• Task
Go through the records and copy each line where the string "border" occurs.

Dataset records
┌──
PR #141, opened 2019-07-23
feat: Creation of tooltip component

GusBaamonde:
**Creation of tooltip component.**
To specify the orientation of the 'tooltip', you can use the top / right / bottom / left, classes if you need it.

tootltip-component

### DIFF
--- a/assets/scss/helpers/_colors.scss
+++ b/assets/scss/helpers/_colors.scss
@@ -20,6 +20,7 @@ $dp-color-lightred: #EC8A83;
 $dp-color-red: #E34F45;
 $dp-color-darkred: #A63A33;
 $dp-color-white: #FFFFFF;
+$dp-color-black: #000000;
 $dp-border-grey: #E8E8E8;
 $dp-color-default: #C9C7BD;
 $dp-color-lightbrown: #838370;
--- a/assets/scss/modules/_box.scss
+++ b/assets/scss/modules/_box.scss
@@ -4,7 +4,7 @@
 /// @access private
 /// @author gbaamonde@makingsense.com
 
-@mixin dp-box ($color:"", $width:"", $max-width:"", $min-height:"") {
+@mixin dp-box ($color:"$dp-color-silver", $width:"25%", $max-width:"400px", $min-height:"250px") {
   border-radius: $dp-border-radius;
   width: $width;
   max-width: $max-width;
--- a/assets/scss/modules/_box.scss
+++ b/assets/scss/modules/_box.scss
@@ -1,4 +1,10 @@
-@mixin dp-box ($color, $width, $max-width, $min-height){
+
+/// Box component
+/// We can use the following parameters to customize them $color, $width, $max-width, $min-height
+/// @access private
+/// @author gbaamonde@makingsense.com
+
+@mixin dp-box ($color, $width, $max-width, $min-height) {
   border-radius: $dp-border-radius;
   width: $width;
   max-width: $max-width;
--- a/assets/scss/modules/_box.scss
+++ b/assets/scss/modules/_box.scss
@@ -4,7 +4,7 @@
 /// @access private
 /// @author gbaamonde@makingsense.com
 
-@mixin dp-box ($color, $width, $max-width, $min-height) {
+@mixin dp-box ($color:"", $width:"", $max-width:"", $min-height:"") {
   border-radius: $dp-border-radius;
   width: $width;
   max-width: $max-width;
--- a/assets/scss/modules/_tooltip.scss
+++ b/assets/scss/modules/_tooltip.scss
@@ -10,7 +10,7 @@
   padding: 3px $dp-spaces--lv1;
   margin: 0;
   background: $bg-tooltip;
-  border-radius: 3px;
+  border-radius: $border-radius;
   font-size: $font-size-tooltip;
   text-transform: uppercase;
   color: $font-color-tooltip;
@@ -25,8 +25,7 @@
     background-color: $dp-color-black;
     color: $dp-color-white;
     text-align: center;
-    padding: 5px;
-    border-radius: 3px;
+    border-radius: $border-radius;
     z-index: 1;
     opacity: 0;
     transition: opacity .6s;
--- a/assets/scss/modules/_tooltip.scss
+++ b/assets/scss/modules/_tooltip.scss
@@ -2,7 +2,7 @@
 /// @example markup - HTML structure
 /// <p class="dp-tooltip-right">dooplertip <span class="tooltiptext">Tooltip text</span></p>
 /// In order to specify the orientation of the tooltip you can use the: dp-tooltip-top | dp-tooltip-right | dp-tooltip-bottom | dp-tooltip-left classes if you need it.
-
+/// @author gbaamonde@makingsense.com
 
 @mixin dp-tooltip ($bg-tooltip, $font-size-tooltip, $font-color-tooltip){
   position: relative;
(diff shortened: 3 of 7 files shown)


assets/scss/helpers/_colors.scss
```diff
@@ -20,6 +20,7 @@ $dp-color-lightred: #EC8A83;
 $dp-color-red: #E34F45;
 $dp-color-darkred: #A63A33;
 $dp-color-white: #FFFFFF;
+$dp-color-black: #000000;
```
fcoronelmakingsense: why use the long definition and don't the short?

assets/scss/modules/_tooltip.scss
```diff
@@ -1 +1,120 @@
...
+/// In order to specify the orientation of the tooltip you can use the: dp-tooltip-top | dp-tooltip-right | dp-tooltip-bottom | dp-tooltip-left classes if you need it.
 
+
+@mixin dp-tooltip ($bg-tooltip, $font-size-tooltip, $font-color-tooltip){
+  position: relative;
+  display: inline-block;
+  padding: 3px $dp-spaces--lv1;
+  margin: 0;
+  background: $bg-tooltip;
+  border-radius: 3px;
```
fcoronelmakingsense: maybe this value repeat in more places, can add in a variable?

assets/scss/modules/_tooltip.scss
```diff
@@ -1 +1,120 @@
...
+  .tooltiptext {
+    top: -50%;
+    right: 110%;
+
+    &:after {
+      top: 50%;
+      left: 100%;
+      margin-top: -5px;
+      border-color: transparent transparent transparent $dp-color-black;
+    }
```
fcoronelmakingsense: i don't know if posible extract these values in one function to reuse

assets/scss/templates/_guidelines.scss
```diff
@@ -209,3 +209,23 @@ body {
...
+
+.wrapper-tooltip{
+  flex-wrap: wrap;
+  display: flex;
+  justify-content: space-between;
+  padding: 100px 10px;
+}
+
+.dp-box{
+  @include dp-box($dp-color-silver, 30%, 408px, 250px);
```
fcoronelmakingsense: i dont know if better add a comment to know what means `408px` and `250px` because i dont understand what means

andresmoschini:
Buenos reviews @*fcoronelmakingsense !*

assets/scss/helpers/_colors.scss
GusBaamonde: We use the full color variables as there are more complex colors '# A63A33'

assets/scss/modules/_tooltip.scss
GusBaamonde: I can add the variable

assets/scss/modules/_tooltip.scss
GusBaamonde: In this case I don't think it's worth putting together a function, it's only 4 positions and I don't think we will use it in more places.

assets/scss/templates/_guidelines.scss
GusBaamonde: In this case it is a mix that we reuse from another component. Perhaps I could make the comments within that mix so that it remains in the documentation and better explain the parameters received.

assets/scss/modules/_tooltip.scss
```diff
@@ -1 +1,120 @@
...
+  text-transform: uppercase;
+  color: $font-color-tooltip;
+
+  .tooltiptext {
+    visibility: hidden;
+    position: absolute;
+    width: auto;
+    min-width: 170px;
+    display: inline-block;
+    padding: 5px;
```
cbernat: Repeated `padding: 5px;` please check. ln 28

assets/scss/modules/_tooltip.scss
```diff
@@ -1 +1,120 @@
...
+  margin: 0;
+  background: $bg-tooltip;
+  border-radius: 3px;
+  font-size: $font-size-tooltip;
+  text-transform: uppercase;
+  color: $font-color-tooltip;
+
+  .tooltiptext {
+    visibility: hidden;
+    position: absolute;
```
cbernat: Isn't there a better way than to work this out? (without position absolute here) perhaps working with flex-box?

assets/scss/modules/_tooltip.scss
```diff
@@ -1 +1,120 @@
+/// Tooltips Component
+/// @example markup - HTML structure
+/// <p class="dp-tooltip-right">dooplertip <span class="tooltiptext">Tooltip text</span></p>
+/// In order to specify the orientation of the tooltip you can use the: dp-tooltip-top | dp-tooltip-right | dp-tooltip-bottom | dp-tooltip-left classes if you need it.
 
+
+@mixin dp-tooltip ($bg-tooltip, $font-size-tooltip, $font-color-tooltip){
```
cbernat: Very nice! ❤️

assets/scss/templates/_guidelines.scss
fcoronelmakingsense: thanks!

assets/scss/modules/_tooltip.scss
GusBaamonde: Unfortunately we need the positioning to be able to control this. We cannot manipulate it only with flex.

assets/scss/templates/_guidelines.scss
```diff
@@ -209,3 +209,24 @@ body {
...
+  display: flex;
+  justify-content: space-between;
+  padding: 100px 10px;
+}
+
+.dp-box {
+  /* We can use the following parameters to customize them */
+  /* Mixin parameters $color - $width - $max-width - $min-height */
+
+  @include dp-box($dp-color-silver, 20%, 408px, 150px);
```
andresmoschini: Maybe this way is better to explain what is each parameter:

```suggestion
  @include dp-box($color: $dp-color-silver, $width: 20%, $max-width: 408px, $min-height: 150px);
```

See https://sass-lang.com/documentation/at-rules/mixin#keyword-arguments

Does it work?

GusBaamonde: I turned this question around and found a way to do it. I had to modify it in the creation of @mixin and not in the call of @include, sorry for the delay, I think it's more readable, thanks

assets/scss/modules/_box.scss
```diff
@@ -1,4 +1,10 @@
-@mixin dp-box ($color, $width, $max-width, $min-height){
+
+/// Box component
+/// We can use the following parameters to customize them $color, $width, $max-width, $min-height
+/// @access private
+/// @author gbaamonde@makingsense.com
+
+@mixin dp-box ($color:"", $width:"", $max-width:"", $min-height:"") {
```
andresmoschini: What do you think about using common default values?

assets/scss/templates/_guidelines.scss
```diff
@@ -209,3 +209,23 @@ body {
...
+.wrapper-tooltip {
+  flex-wrap: wrap;
+  display: flex;
+  justify-content: space-between;
+  padding: 100px 10px;
+}
+
+.dp-box {
+  /* We can use the following parameters to customize them */
+  /* Mixin parameters $color - $width - $max-width - $min-height */
```
andresmoschini: I think that the comments are not necessary anymore, what do you think @fcoronelmakingsense ?

assets/scss/modules/_box.scss
GusBaamonde: You're right, now I add the default values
└──
• Reply
 $dp-border-grey: #E8E8E8;
   border-radius: $dp-border-radius;
   border-radius: $dp-border-radius;
   border-radius: $dp-border-radius;
-  border-radius: 3px;
+  border-radius: $border-radius;
-    border-radius: 3px;
+    border-radius: $border-radius;
+  border-radius: 3px;
+      border-color: transparent transparent transparent $dp-color-black;
+  border-radius: 3px;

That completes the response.